Open wubangcai opened 2 months ago
I found that in the file LLaMA-Factory/src/llamafactory/data/mm_plugin.py, there is a function _regularize_images
which loads image_resolution: int = getattr(processor, "image_resolution", 512)
. However, in the processor for Qwen2-VL, there is no image_resolution
attribute, so it always defaults to 512. I'm not sure if the author intended to use this setting for training or not. We need confirmation on this.
Same question, I tried to SFT with LLamA-Factory's example settings on 1080p images directly, but encountered RuntimeError: shape mismatch. I suspect it's because I didn't set the image resolution.
We have image_resolution
argument to control the maximum width or height of input images. Use --image_resolution 1024
to specify it.
@hiyouga Thank you for your reply. I have checked the relevant resolution settings. However, a more confusing issue is that Qwen2-VL is supposed to support dynamic resolution, I think the training is to scale the original image to less than the maximum support resolution, rather than a definite resolution. But at present I do not see the relevant operation in the code, of course, it is possible that I did not find, hope the author can clarify.

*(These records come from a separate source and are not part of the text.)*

PR #10381, opened 2026-07-15
draft: macOS notification integration

Rello:
- Adds actionable macOS Notification Center notifications for Nextcloud server notifications—the same notifications shown under the web UI bell and desktop tray “Notifications” section.
- Exposes supported server-provided actions in macOS, including Dismiss.
- Propagates native dismissal back to the Nextcloud server and removes the corresponding tray entry.
- Adds inline replies for Talk notifications when a message ID is available; otherwise opens Activities.
- Routes notification clicks and actions to the correct account in multi-account setups.
- Reconciles delivered and pending macOS notifications with the latest server notification list, removing stale entries.
- Keeps notifications visible and actionable in the existing tray menu.
- **Extracts notification handling into a dedicated, account-scoped module under [src/gui/notifications], replacing the former systray-specific macOS implementation.**
- Shares preview text and action metadata between tray and native notifications.

 
Bildschirmfoto 2026-07-15 um 21 12 11
Bildschirmfoto 2026-07-15 um 21 12 32

> creates with GPT-5.6 Sol


claucambra:
We already have the capacity to emit interactive macOS notifications via `UserNotifications` in the systray code, why not take this and repurpose it? Seems like it would avoid some duplication here

Rello:
> We already have the capacity to emit interactive macOS notifications via `UserNotifications` in the systray code, why not take this and repurpose it? Seems like it would avoid some duplication here

is ist not not using the existing one? the issue with the current one was, that it did not have a unique id, so be able to perform an action across many accounts. 

The shared notification logic for all platforms was moved into [src/gui/notifications] to make the code modular like the other recent refactors.

- `NotificationManager`: fetching, filtering, deduplication, tray population, action dispatch, dismissal and platform selection.
- `ServerNotificationHandler`: server notification retrieval.
- `NotificationConfirmJob`: execution of server-provided actions.
- `TalkReply`: sending Talk replies.

Only the native presentation layer is platform-specific:
- macOS uses `MacNotificationCenter` in the same module.
- Linux and Windows continue through the existing `Systray::showMessage()` path—Freedesktop notifications on Linux and `QSystemTrayIcon` otherwise.

if i misses something, let me know

i2h3:
This fails to build for me.

> src/gui/notifications/servernotificationhandler.cpp:99:85 calling 'toArray' with incomplete return type 'QJsonArray'

Besides, I am skeptical about the priority of this and also do not feel good about the platform-specific feature duplication for a little more fancy user interface. 😕(more than the new menu bar extra) While the horizontal action stack does not even look that good.

src/gui/notifications/macnotificationcenter.mm
```diff
@@ -0,0 +1,664 @@
...
+
+    const auto categoryDigest = QCryptographicHash::hash(categorySignature, QCryptographicHash::Sha256).toHex();
+    NSString * const categoryIdentifier = QStringLiteral("%1%2")
+                                              .arg(QString::fromNSString(serverCategoryPrefix), QString::fromLatin1(categoryDigest))
+                                              .toNSString();
+    UNNotificationCategory * const category = [UNNotificationCategory
+        categoryWithIdentifier:categoryIdentifier
+        actions:nativeActions
+        intentIdentifiers:@[]
+        options:UNNotificationCategoryOptionCustomDismissAction];
```
i2h3, line 642: **Question — is this the intended semantics?** Every server category is built with `UNNotificationCategoryOptionCustomDismissAction`, so macOS delivers `UNNotificationDismissActionIdentifier` whenever the user *clears* a banner (hover-✕, swipe-away, or Notification Center → “Clear All”). `handleServerNotificationResponse` (line 245) routes that to `NotificationManager::dismissServerNotification` → `DELETE .../notifications/<id>`, which removes the notification server-side and therefore on the web UI and every other device.

On `master`, clearing the plain banner was a no-op server-side. Propagating a *clear* into a permanent, cross-device dismissal is a meaningful behavior change — e.g. someone swiping a banner away to act on it later from their phone would lose it everywhere. If clearing should be local-only, either drop the `CustomDismissAction` option here, or map `UNNotificationDismissActionIdentifier` to a local `removePendingAndDeliveredNotifications`, reserving the server `DELETE` for an explicit in-banner “Dismiss” button.

(For the record: this only fires on an *explicit* clear, not on auto-timeout into Notification Center.)

src/gui/notifications/notificationmanager.cpp
```diff
@@ -0,0 +1,555 @@
...
+        }
+        return true;
+    });
+
+    if (toNotifyList.isEmpty()) {
+        return;
+    }
+
+#if defined(Q_OS_MACOS) && __MAC_OS_X_VERSION_MIN_REQUIRED >= MAC_OS_X_VERSION_10_14 && defined(BUILD_OWNCLOUD_OSX_BUNDLE)
+    for (const auto &activity : std::as_const(toNotifyList)) {
```
i2h3, line 258: **Question — aggregate on first fetch?** This loop posts one native banner *per* activity, each with `defaultSound`. On the first fetch (dedup set empty) N unread server notifications produce ~N simultaneous banners **and N sounds**; `master` collapsed a multi-item list into a single `"%n notification(s)"` toast.

Actionable per-notification banners are the point of this feature, so I don't think full aggregation is right — but would it be worth a single summary banner above a small threshold, and/or muting the sound for all but the first in a burst? macOS groups the banners visually, but the stacked sounds are the jarring part.

src/gui/notifications/macnotificationcenter.mm
```diff
@@ -0,0 +1,664 @@
...
+    content.categoryIdentifier = @"UPDATE";
+    content.userInfo = [NSDictionary dictionaryWithObject:[webUrl.toNSURL() absoluteString] forKey:@"webUrl"];
+
+    UNTimeIntervalNotificationTrigger * const trigger = [UNTimeIntervalNotificationTrigger triggerWithTimeInterval:1 repeats:NO];
+    UNNotificationRequest * const request = [UNNotificationRequest requestWithIdentifier:@"NCUpdateNotification" content:content trigger:trigger];
+
+    [center addNotificationRequest:request withCompletionHandler:nil];
+}
+
+void sendTalkNotification(
```
i2h3: On macOS the whole `TALK_MESSAGE` path looks **unreachable**. `buildNotificationDisplay` routes *all* activities (chat included) through `showServerNotification` on macOS; `NotificationManager::showTalkNotification` — the only caller of `Systray::showTalkMessage` → `sendTalkNotification` — is compiled only in the non-macOS `#else` branch. So `sendTalkNotification`, the `TALK_MESSAGE` category + `TALK_REPLY_ACTION` (~384-397), its branch in `didReceiveNotificationResponse` (~339-350), and the free `sendTalkReply` (~138) are built but never executed here; actual Talk replies flow through the server-notification inline-reply action instead.

The two implementations have also already diverged — this one keys the account by `userIdAtHostWithPort()` + `accountFromUserId`, the live one by `account()->id()` + `forAccountId`. Suggest deleting the dead machinery (or wiring it up and documenting why both exist) so it doesn't become a maintenance trap.

src/gui/notifications/notificationmanager.cpp
```diff
@@ -0,0 +1,555 @@
...
+            return false;
+        }
+        return true;
+    });
+
+    if (toNotifyList.isEmpty()) {
+        return;
+    }
+
+#if defined(Q_OS_MACOS) && __MAC_OS_X_VERSION_MIN_REQUIRED >= MAC_OS_X_VERSION_10_14 && defined(BUILD_OWNCLOUD_OSX_BUNDLE)
```
i2h3: Design nit: this `#if` isn't a localized branch — it selects disjoint method sets. `showTalkNotification` and `showNotification(ActivityList)` end up dead on macOS, `showServerNotification`'s `#else` body is dead elsewhere, and the two sides gate chat differently (`objectType=="chat" && showChatNotifications()` here vs `messageId` + `showChatNotifications` in `showTalkNotification`). Consider pulling the shared dedup/history bookkeeping (`_notifiedNotifications` insert, timer, `canShowNotification`) into one step and reducing the platform delta to a single leaf call (native post vs aggregated GUI log), so gating lives in one place. (`showNotification(const Activity&)` is genuinely shared and fine — errors/quota/cert use it on all platforms.)

src/gui/notifications/macnotificationcenter.mm
```diff
@@ -0,0 +1,664 @@
...
+    const auto categoryDigest = QCryptographicHash::hash(categorySignature, QCryptographicHash::Sha256).toHex();
+    NSString * const categoryIdentifier = QStringLiteral("%1%2")
+                                              .arg(QString::fromNSString(serverCategoryPrefix), QString::fromLatin1(categoryDigest))
+                                              .toNSString();
+    UNNotificationCategory * const category = [UNNotificationCategory
+        categoryWithIdentifier:categoryIdentifier
+        actions:nativeActions
+        intentIdentifiers:@[]
+        options:UNNotificationCategoryOptionCustomDismissAction];
+    registerNativeNotificationCategory(category);
```
i2h3, line 643: Minor/efficiency: `notificationCategoryRegistry()` is never pruned, and `registerNativeNotificationCategory` re-pushes the *entire* category set via `setNotificationCategories:` on every send. In practice growth is bounded by the number of distinct action *signatures* (deduped by the hashed identifier), so it's not a real leak — but you could prune server categories no longer referenced by any pending/delivered notification during `reconcileServerNotifications`, and skip the full re-push when nothing changed.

@wubangcai We also support dynamic resolution. We only resize the image if its width or height exceeds the image_resolution
parameter.
@hiyouga Thank you, I get it. @huynhbaobk Thanks again for your reply. We can set a larger pixel, to avoid the resize, and then the function: smart_resiz
intransformers/models/qwen2_vl/image_processing_qwen2_vl.py
will do dynamic scaling.
In the README file, I only found instructions on how to set the image size during inference, but how do I set the image resolution during SFT with LLamA-Factory?